Здесь, в Батуме, он видит цветы. Прекрасные розы – уже под снегом. Смотреть на них печально – охватывает тоска: вдруг он видит их в последний раз? Странное это было чувство, когда на них смотрел. И не чувство даже, а предчувствие. Будто не ласкать ему их больше глазами… Неужто правда? Вспомнилось раздолье над Окой, густой, горячий летний ветер, напоённый вечерним ароматом левкоев и резеды. Эта немудрящая красота – вечна. Он умрёт, всё вокруг тоже… А колокольчики будут болтать с резедой через ветер. Рассветы так хороши, когда лежишь в траве. Что бы он только ни отдал, лишь бы оказаться снова в детстве, на склоне, в кулижке. Ни за что бы не променял это снова на тайну Слова. Лучше немым внимать чуду жизни, чем душу свою отдать на растерзание толпе. Лучше валяться у межи, чем ради гения тень свою оторвать от тела…
У каждого дерева, цветка, растения – есть своё тайное назначение, роль в общении с человеком, то, что знали наши пращуры. Он – клён, несчастливый мужчина, одинокий и красивый. Берёзка – девушка-берегиня. Левкой и резеда – символы постоянства, полной искренности чувств. Колокольчик – он звонит, рассказывает. Только у Исиды синие глаза, как васильки. Из всех его знакомых и подруг. У Галины – зелёные, как у кошки, у Зинаиды и маленькой Нади – карие, у Анюты Берзинь – голубые, не такие яркие. Она жёсткая советская дама, далеко пойдёт. Он боится её и недолюбливает, хотя и желает. Все люди – цветы. Красные – павшие в огне Октября.
С чем можно сравнить этот страх не увидеть вновь цветы земли? Разве что с гробовой дрожью… Но он спокоен. Пусть так, он всё примет, как ласку. Глубоко внутри он знает, что «не увидеть больше близко её лицо, любимый край». «Цветы, скажите мне прощай».
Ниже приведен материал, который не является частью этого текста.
PR #574, opened 2022-02-27
Remove makemigrations from deployment scripts

alex-shen1:
As of #571, migrations are required to be committed directly into the repo for...version control reasons. As such, we should not be running `makemigrations` in the deployment scripts to ensure that we don't forget.


jackliu612 (approved):
LGTM 👍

Вспоминал слова Нейдера, сказанные в гневе: «Но я не вижу, что ваша так называемая любовь дала Исиде!» Что ж, он отдаст ей свою голову, как розу золотую. Пусть не говорят, что он ничего не дал ей за все её благодеяния. Он отдал ей всего себя. Он на ней споткнулся о вершину. Сердце своё не ценя, дарил многим. Его часто заставляли биться молодые чувственные лица. Он и сейчас своего не упустит. А ей – голову. Пусть знает, чего она ему стоила. Потому что произнесённое Слово – есть утраченная реальность, воплощение – есть смерть. Васильки его глаз выцвели. Как настоящие – белеют, когда жизнь уходит из них.
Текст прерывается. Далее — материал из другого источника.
PR #587, opened 2022-03-23
Precommit hook updates

alex-shen1:
Also need to update the script to automatically stage autoformat changes before opening this PR


alex-shen1:
All this PR does is remove the color characters (because while they look nice in certain terminals, they're just spam characters in others), update the script to automatically add files again after autoformatting, and update the manual precommit script to match the automated ones (but it shouldn't be necessary to run anymore)

jackliu612 (approved):
Lgtm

От него требуют биографию в книгу. Зачем? Легенд о нём предостаточно. «Стихи мои, спокойно расскажите про жизнь мою». Тот, кто захочет, сможет прочесть их по-настоящему. Они – единственная правда, которую он оставит о себе. Всю канву своих ощущений и переживаний нарисовал в маленькой поэме «Мой путь»; чувство глубокого покоя, одиночества и отречения от себя прежнего – в стихотворении «Несказанное, синее, нежное…» Только ведь все без исключения его стихи – это о нём, везде его образ, даже боль Руси – через его боль. Потому как иначе не может быть стихов. Да и прозы тоже. Был же у него не слишком удачный опыт рассказчика: «Яр», «Бобыль и Дружок», «У Белой воды». Что уж говорить, он никому теперь не признается, что писал это. Пускай и похуже его найдутся, он сам себе первый критик. Это были рассказы без его личности, его боли, его крови. Они – как бы взгляд стороннего наблюдателя. Не то что стихи. Ведь «ни одной тайны не узнаешь без послания в смерть». Он это ещё с Клюевым понял. А бездари, все эти поэтишки пролетарские, думают, что стихи – это то же самое, что деталь на станке выточить, пирог испечь да уголь в топку побросать. Громкие лозунги, приправленные энтузиазмом и натурализмом заводских реалий, побольше патриотических призывов – и стихи готовы. Ещё смеют именовать себя поэтами! «Они под хладным солнцем зреют».